Another helpful government web resource is the Veterans Health Administration's Virtual Learning Center. This web page lists frequently asked questions along with answers and provides brief lessons on patient safety that users can search or browse. Each lesson discusses a specific clinical alert, recommended interventions, and reference materials.
The National Center for Patient Safety embodies the Department of Veterans Affairs' (VA) commitment to reducing and preventing adverse medical events. This web site includes information about the VA's patient safety program and provides information about the culture of safety to which the VA system ascribes. This culture includes a focus on prevention and not punishment, applying human factor analysis, and the safety research of reliable organizations targeted at identifying and eliminating system problems.
Another government resource is the Quality Interagency Coordination Task Force web site. The purpose of the task force is to ensure that all federal agencies involved in purchasing, providing, studying, or regulating health care services work in a coordinated fashion to improve health care quality.

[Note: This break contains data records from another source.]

PR #745, opened 2015-10-13
Allow circular XSD files to be loaded

### LINKED ISSUE #743: XSD Circular/Cyclic Reference
Hi,

I'm dealing with WSDL with circular/cyclic reference, e.g. like below

    file.wsdl
        xs:import namespace="A" schemaLocation: A.xsd
    A.xsd
        xs:import namespace="B" schemaLocation: B.xsd
    B.xsd
        xs:import namespace="A" schemaLocation: A.xsd

I noticed the lib/wsdl.js will perform infinite loop when hitting circular reference.
Any suggestion or thought?

fabiancook:
Fixes #743

### DIFF
--- a/lib/wsdl.js
+++ b/lib/wsdl.js
@@ -1130,7 +1130,7 @@ WSDL.prototype._processNextInclude = function(includes, callback) {
     includePath = url.resolve(self.uri, include.location);
   }
 
-  open_wsdl(includePath, this.options, function(err, wsdl) {
+  open_wsdl_recursive(includePath, this.options, function(err, wsdl) {
     if (err) {
       return callback(err);
     }
@@ -1875,7 +1875,47 @@ WSDL.prototype._xmlnsMap = function() {
   return str;
 };
 
+var WSDL_CACHE = { };
+
+/* 
+  Have another function to load previous WSDLs as we
+  don't want this to be invoked externally (expect for tests)
+  This will attempt to fix circular dependencies with XSD files, 
+  Given
+
+    file.wsdl
+        xs:import namespace="A" schemaLocation: A.xsd
+    A.xsd
+        xs:import namespace="B" schemaLocation: B.xsd
+    B.xsd
+        xs:import namespace="A" schemaLocation: A.xsd
+
+  file.wsdl will start loading, import A, then A will import B, which will then import A
+  Because A has already started to load previously it will be returned right away and 
+  have an internal circular reference
+
+  B would then complete loading, then A, then file.wsdl
+
+  By the time file A starts processing its includes its definitions will be already loaded, 
+  this is the only thing that B will depend on when "opening" A
+*/
+function open_wsdl_recursive(uri, options, callback) {
+  var fromCache;
+
+  if (typeof options === 'function') {
+    callback = options;
+    options = {};
+  }
+
+  if (fromCache = WSDL_CACHE[ uri ]) {
+    return callback.call(fromCache, null, fromCache);
+  }
+
+  return open_wsdl(uri, options, callback);
+}
+
 function open_wsdl(uri, options, callback) {
+
   if (typeof options === 'function') {
     callback = options;
     options = {};
@@ -1893,6 +1933,7 @@ function open_wsdl(uri, options, callback) {
       }
       else {
         wsdl = new WSDL(definition, uri, options);
+        WSDL_CACHE[ uri ] = wsdl;
         wsdl.onReady(callback);
       }
     });
@@ -1905,6 +1946,7 @@ function open_wsdl(uri, options, callback) {
         callback(err);
       } else if (response && response.statusCode === 200) {
         wsdl = new WSDL(definition, uri, options);
+        WSDL_CACHE[ uri ] = wsdl;
         wsdl.onReady(callback);
       } else {
         callback(new Error('Invalid WSDL URL: ' + uri + "\n\n\r Code: " + response.statusCode + "\n\n\r Response Body: " + response.body));
--- a/test/wsdl-parse-test.js
+++ b/test/wsdl-parse-test.js
@@ -14,4 +14,11 @@ describe(__filename, function () {
       done();
     });
   });
+
+  it('should parse recursive wsdls', function (done) {
+    open_wsdl(path.resolve(__dirname, 'wsdl/recursive/file.wsdl'), function (err, def) {
+      // If we get here then we succeeded 
+      done( err );
+    });
+  });
 });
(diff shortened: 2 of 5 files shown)


fabiancook:
May want to limit the caching of external ( http/s ) files, may be reloading because of change? Or maybe have an option to disable this

lib/wsdl.js
```diff
@@ -1130,7 +1130,7 @@ WSDL.prototype._processNextInclude = function(includes, callback) {
     includePath = url.resolve(self.uri, include.location);
   }
 
-  open_wsdl(includePath, this.options, function(err, wsdl) {
```
jsdevel: why wouldn't we just fix `open_wsdl`?  I also find `open_wsdl_private` to be very ambiguous.

fabiancook: Should we add the same code to open_wsdl, reasoning for moving it out was to limit it to internal invocation

jsdevel: My point is that `open_wsdl` is only ever used internally.

fabiancook: It is exposed using exports.open_wsdl, will add it to this function

fabiancook: open_wsdl is used in lib/soap, tests started to fail as I modified the original function, thoughts on current changes?

jsdevel: > It is exposed using exports

This is correct.  I was wrong.

jsdevel: > open_wsdl is used in lib/soap, tests started to fail as I modified the original function, thoughts on current changes?

I generally do not prefer exposing internal functions for test purposes. It seems to me we should fix `open_wsdl` instead of creating a new function.  Does `open_wsdl` even make sense as a name if it can't handle recursive wsdls?  Seems we should rename it to `open_non_recursive_wsdls`.

test/wsdl-parse-test.js
```diff
@@ -14,4 +15,13 @@ describe(__filename, function () {
       done();
     });
   });
+
+  it('should only parse a WSDL once', function(done) {
```
jsdevel: From what I can tell, this test does _not_ test `require('soap').createClient`.

lib/wsdl.js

Typical resources on this site include "Five steps to safer health care: Patient fact sheet" and "Report to the president on medical errors."
ORGANIZATIONS AND GROUPS
One organization at the fore-front of gathering and providing information on patient safety is the Leapfrog Group for Patient Safety. The Leapfrog Group is a coalition of more than 90 public and private organizations that provide health care benefits. The coalition was formed to address patient safety and quality issues in the US health care system. The group, founded by the Business Roundtable, focuses on basic patient safety and encourages employers to follow purchasing principles designed to improve patient safety and quality.
The Joint Commission on Accreditation of Healthcare Organizations' web site includes a web page titled "Facts about patient safety." This resource focuses on standards that help facilities develop processes to identify, report, analyze, and prevent sentinel events. Visitors to the page can access Sentinel Event Alert, a monthly newsletter, and obtain information related to sentinel events, such as fatal falls, postoperative complications, wrong site surgery, and blood transfusion errors. Users also can sign up to receive an e-mail version of the newsletter. A listing of sentinel events and related frequency reports of these events is located on the page as well.
The Institute for Safe Medication Practices site provides an independent review of medication errors submitted to the Medical Errors Reporting Program developed by United States Pharmacopoeia. It focuses on improving medication distribution, naming, packaging, labeling, and delivery system design. Visitors to this site can review medication safety alerts, patient alerts, a message board, and a conceptual framework for a national medical error reporting system.
The Institute of Medicine web site provides objective information and advice about health to government officials, businesses, and the public. The Institute's Special Initiative on Health Care Quality aims to improve the quality of health care in the United States. The goals of this initiative are to evaluate quality assessment and improvement tools and their use and to inform consumers, policy makers, providers, and others of key opportunities and obstacles to achieving better health outcomes for individuals and populations. This web site also provides access to recent Institute of Medicine reports and publications.